The paper also proposes maintaining a page cache that stores the most recently accessed pages and their versions. The page cache can be considered as a cache of partially materialized pages, which can serve as the starting point of log replay instead of the process’s current base image. When a transaction successfully commits, instead of discarding all its accessed pages, it stores them in the page cache with the version of these pages (if the page is dirty, then the version of the page is the commit timestamp of the transaction). The page table may also stay valid, optimistically assuming that no transaction will ever commit on the page before the next time the same page is requested. The page fault handler is then modified as follows. First, when a page fault occurs, instead of constructing the page from the process’s base image, the handler first checks the page cache.
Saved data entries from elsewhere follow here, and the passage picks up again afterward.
PR #444, opened 2020-12-18
Use resetState to wipe downstream steps from modelRun

EmmaLRussell:
## Description

This really comprises only two small changes from your approach. 
1. Don't need `ResetCalibrate` mutation - `ResetOutputs` covers calibrate state too
2. Rather than a specific action to resetFromFit, make use of the existing `resetState` mechanism to designate clearing the model run result as an update which should wipe downstream state. 

The cause of your trouble with `validate` was my poor advice - I got confused between `validate` action, which is really about loading state correctly (hence the fact that it triggers load errors if something goes wrong) - and `resetState` which is triggered on every mutation and checks for 'update' mutations which should trigger downstream state wipes.  

## Type of version change
_Delete as appropriate_

## Checklist

### DIFF
--- a/src/app/static/src/app/components/Stepper.vue
+++ b/src/app/static/src/app/components/Stepper.vue
@@ -157,7 +157,7 @@
         },
         watch: {
             complete: function (){
-                if (this.activeStep === 4 && this.isEnabled(5)){
+                if (this.activeStep === 4 && this.isComplete(4) && this.isEnabled(5)){
                     this.next()
                 }
             },
--- a/src/app/static/src/app/components/Stepper.vue
+++ b/src/app/static/src/app/components/Stepper.vue
@@ -157,7 +157,7 @@
         },
         watch: {
             complete: function (){
-                if (this.activeStep === 4 && this.isComplete(4) && this.isEnabled(5)){
+                if (this.activeStep === 4 && this.isEnabled(5)){
                     this.next()
                 }
             },
--- a/src/app/static/src/app/root.ts
+++ b/src/app/static/src/app/root.ts
@@ -32,6 +32,7 @@ import {ADRSchemas} from "./types";
 import {modelCalibrate, initialModelCalibrateState, ModelCalibrateState} from "./store/modelCalibrate/modelCalibrate";
 import { initialHintrVersionState, hintrVersion, HintrVersionState } from "./store/hintrVersion/hintrVersion";
 import {currentHintVersion} from "./hintVersion";
+import {ModelRunMutation, ModelRunUpdates} from "./store/modelRun/mutations";
 
 export interface TranslatableState {
     language: Language
@@ -100,6 +101,10 @@ const resetState = (store: Store<RootState>) => {
             }
 
             if (type[0] == "modelOptions" && ModelOptionsUpdates.includes(type[1] as ModelOptionsMutation)) {
+                store.commit(RootMutation.ResetOutputs);
+            }
+
+            if (type[0] == "modelRun" && ModelRunUpdates.includes(type[1] as ModelRunMutation)) {
                 store.commit(RootMutation.ResetOutputs);
             }
         }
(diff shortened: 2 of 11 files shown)


src/app/static/src/app/components/Stepper.vue
```diff
@@ -157,7 +157,7 @@
         },
         watch: {
             complete: function (){
-                if (this.activeStep === 4 && this.isComplete(4) && this.isEnabled(5)){
```
Nicolas-Dolan, line 160: This change was to prevent a potential bug in the code which I hadn't considered. The function was being triggered whenever complete state changed in either direction from true to false. This meant that when step 4 was made incomplete (and step 5 was still enabled), the stepper would advance, which is not ideal. The above code made sure that the watch function only cared about the complete state going from false to true and not true to false.

src/app/static/src/app/root.ts
```diff
@@ -102,6 +103,10 @@ const resetState = (store: Store<RootState>) => {
             if (type[0] == "modelOptions" && ModelOptionsUpdates.includes(type[1] as ModelOptionsMutation)) {
                 store.commit(RootMutation.ResetOutputs);
             }
+
+            if (type[0] == "modelRun" && ModelRunUpdates.includes(type[1] as ModelRunMutation)) {
+                store.commit(RootMutation.ResetOutputs);
```
Nicolas-Dolan, line 108: This makes things more straightforward!

src/app/static/src/app/store/modelRun/mutations.ts
```diff
@@ -68,6 +73,10 @@ export const mutations: MutationTree<ModelRunState> = {
         stopPolling(state);
         Object.assign(state, initialModelRunState());
         state.ready = true;
+    },
+
+    [ModelRunMutation.ClearResult](state: ModelRunState) {
+        state.result = null;
```
Nicolas-Dolan, line 79: I'm surprised this is the only state that needs to be reset here.

Nicolas-Dolan (approved):
Thanks, this is a much more straight forward and less specific approach than I took. Works well locally too. There is still a bug in modelOptions where interacting with the tree select options does not trigger the reset confirmation. I think this needs to be addressed in the vue dynamic form in another ticket.

EmmaLRussell:
Do you want to make a ticket for that if there isn't one already?

> Thanks, this is a much more straight forward and less specific approach than I took. Works well locally too. There is still a bug in modelOptions where interacting with the tree select options does not trigger the reset confirmation. I think this needs to be addressed in the vue dynamic form in another ticket.

src/app/static/src/app/store/modelRun/mutations.ts
EmmaLRussell: Should maybe do the plotting selections too, is that what you mean? Possible that filter options selected for previous run won't be relevant any more. Not sure we've been resetting those anyway - will have a look.

src/app/static/src/app/components/Stepper.vue
EmmaLRussell: Ah ok, will reinstate

src/app/static/src/app/store/modelRun/mutations.ts
EmmaLRussell: I think we're good with plotting selections actually - there's some code to update for the barchart specifically, and I think the Choropleth and Bubble chart will work around selected filter options which are no longer valid.

Nicolas-Dolan: OK, thanks for checking. I wasn't sure if other state that got updated by the modelrun would need to be reset also or if that was occurring automatically downstream (if that makes sense).

EmmaLRussell: Yeah, you're right, the ResetOutputs mutation in root gets triggered by this mutation, which wipes everything upstream.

If the address hits the cache, then the handler compares the page version against the requested version, and constructs the requested page by replaying log entries that are needed to bring the cached version to the requested version. Additionally, if the TLB optimization is also adopted, when a transaction commits, it should also perform page table invalidation for threads whose page table entries are still valid for the page, and issue TLB shootdown for these pages. The paper claims that such lazy invalidation of TLB entries can save some TLB shootdown overhead if overwrites are relatively rare. The page cache is maintained by EXCITE-VM software runtime as a software cache, which follows a simple rule for eviction. On eviction, the page table and TLB entries should also be invalidated to avoid accessing invalid pages.